PR #2260, opened 2022-06-28
GUI to edit "Customer Attributes" and "Customer Address Attributes"

fballiano:
Since the beginning of time we always had to rely on commercial modules (or developers) to add/edit/delete "customer attributes" or "customer address attributes". This PR aims to fix this and give the users the power to manage "customer attributes" the same way they do with "product attributes".

This feature was developed mostly using the code of the "product attributes" edit feature, that's why I've copied the license in the file header.

It's a big PR so suggestions/fixes/additions are welcome.

### Manual testing scenarios (*)
1. open the backend
2. open the menu "Customers -> Attributes"
3. Use the two new masks to add, edit or delete customer attributes or customer address attributes

### Screenshots

The new menus
Schermata 2022-06-28 alle 23 50 12

Customer attributes grid
Schermata 2022-06-28 alle 23 51 34

Add/Edit customer attribute
Schermata 2022-06-28 alle 23 52 02

For customer address it's the same thing so I'll not post screenshots of that.

PR #2352, opened 2022-08-01
GUI to Edit EAV Attributes & Sets - Customer

justinbeaty:
### Description (*)
[WIP] This commit was previously part of #2317. It is broken out so that we can discuss ways to integrate the customer EAV attributes into customer groups, and customer forms. Discussions about this are in that PR.

### Related Pull Requests
#2317
#2260 

### Questions or comments

Todo:

- [ ] Check translation strings
- [x] Modify customer attributes to add use_in_forms option
- [x] Modify Customers > Manage Groups to allow us to select an attribute set for each customer group (both customer and address set)


justinbeaty:
In testing the `use_in_forms` function, it seems like adding attributes to any of the frontend forms does not work, and would involve editing template files as mentioned by fballiano here: https://github.com/OpenMage/magento-lts/pull/2317#issuecomment-1201662652

However it does seem to work perfectly in all of the adminhtml areas.

fballiano:
I can confirm you that there's some work on the frontend that needs to be done for the use_in_forms to work :-)

app/code/core/Mage/Customer/Model/Config/Forms.php
```diff
@@ -0,0 +1,72 @@
...
+            ),
+        );
+    }
+
+    /**
+     * Get options in "key-value" format
+     *
+     * @return array
+     */
+    public function toArray()
```
kiatng, line 64: To be consistent with https://github.com/OpenMage/magento-lts/blob/a252af84f7f0ca2c4def48474351d53a137894f8/lib/Varien/Data/Collection.php#L716-L716
```suggestion
   public function toOptionHash()
```

app/code/core/Mage/Customer/Model/Config/Forms.php
```diff
@@ -0,0 +1,72 @@
...
+ */
+class Mage_Customer_Model_Config_Forms
+{
+
+    /**
+     * Options getter
+     *
+     * @return array
+     */
+    public function toOptionArray()
```
kiatng, line 33: I have custom form types, is it possible to define these in `app\code\core\Mage\Customer\etc\config.xml`?

justinbeaty: Would it maybe be better to set up an event to hook into? I'm thinking about the best way a module could define their own form types.

justinbeaty:
I've started support for `use_in_forms` to work on the frontend without the user having to edit templates:

image

Todo:
- Compile the SCSS to make the date field show up correctly.
- Add changes in `app/design/frontend/rwd/default/template/customer/form/edit.phtml` to `app/design/frontend/base` as well
- Support the other frontend forms

fballiano:
wow!

justinbeaty:
Working on the other frontend forms, `checkout_register` is a bit crowded, but it's just how Magento is with checkout & register I guess. I think a store owner should decide to not add too many fields to this form.

image

justinbeaty:
I still have address forms to do tomorrow.

I am also thinking it might be nice to group these fields on the frontend based on the attribute set > groups. This way there is some more organization and the user can label the fieldset. For example in Account Information they could have a group called "Social Media" and let the user enter urls to their pages (just an example.)

But also, I am going to take a stab at allowing you to define attribute set per customer group. Thus it would be important that not only do you define `use_in_forms` but also put that attribute in a attribute set. Otherwise you cannot control what attributes show up for each customer group.

app/code/core/Mage/Customer/Model/Config/Forms.php
kiatng: Using event is ok, but I like the config method. An example is product types:
https://github.com/OpenMage/magento-lts/blob/35acb46f0385484ec45397cc53b379ecf1434ea6/app/code/core/Mage/Catalog/etc/config.xml#L479-L487

and product custom option:
https://github.com/OpenMage/magento-lts/blob/35acb46f0385484ec45397cc53b379ecf1434ea6/app/code/core/Mage/Catalog/etc/config.xml#L531-L537

which I have used to add more options in the HTML select element.

justinbeaty: @kiatng thanks for the examples, I was thinking about it more and agree the config.xml method is indeed better.

kiatng: Ref https://github.com/OpenMage/magento-lts/blob/35acb46f0385484ec45397cc53b379ecf1434ea6/app/code/core/Mage/Adminhtml/Model/System/Config/Source/Product/Options/Type.php#L34

I made a sample code:
```php
class Mage_Adminhtml_Model_System_Config_Source_Customer_Form
{
    const CUSTOMER_FORM_PATH = 'global/customer/form';

    {
        $helper = Mage::helper('customer');
        foreach (Mage::getConfig()->getNode(self::CUSTOMER_FORM_PATH)->children() as $form) {
            $labelPath = self::CUSTOMER_FORM_PATH . '/' . $form->getName() . '/label';
            $forms[] = [
                'label' => $helper->__((string) Mage::getConfig()->getNode($labelPath)),
                'value' => $form->getName()
            ];
        }

        return $forms;
    }
}
```

The `config.xml` looks like this:
```xml
    <global>
        <customer>
            <form>
                <adminhtml_checkout translate="label" module="customer">
                    <label>Adminhtml Checkout</label>
                </adminhtml_checkout>
                <adminhtml_customer translate="label" module="customer">
                    <label>Adminhtml Customer</label>
                </adminhtml_customer>
                <!-- more forms -->
            </form>
        </customer>
    </global>
```

kiatng: That code sample doesn't consider the module attribute. Corrected version:
```php
class Mage_Adminhtml_Model_System_Config_Source_Customer_Form
{
    const CUSTOMER_FORM_PATH = 'global/customer/form';

    {
        foreach (Mage::getConfig()->getNode(self::CUSTOMER_FORM_PATH)->children() as $form) {
            $labelPath = self::CUSTOMER_FORM_PATH . '/' . $form->getName() . '/label';
            $moduleName = $form->getAttribute('module') ?? 'customer';
            $forms[] = [
                'label' => Mage::helper($moduleName)->__((string) Mage::getConfig()->getNode($labelPath)),
                'value' => $form->getName()
            ];
        }

        return $forms;
    }
}
```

=== Problem description ===
Where the data above reaches the line holding "3. Use the two", begin printing, and stop after the line holding "For customer address". Each line must be reproduced exactly, with nothing else added.

=== Task answer ===
3. Use the two new masks to add, edit or delete customer attributes or customer address attributes

### Screenshots

The new menus
Schermata 2022-06-28 alle 23 50 12

Customer attributes grid
Schermata 2022-06-28 alle 23 51 34

Add/Edit customer attribute
Schermata 2022-06-28 alle 23 52 02

For customer address it's the same thing so I'll not post screenshots of that.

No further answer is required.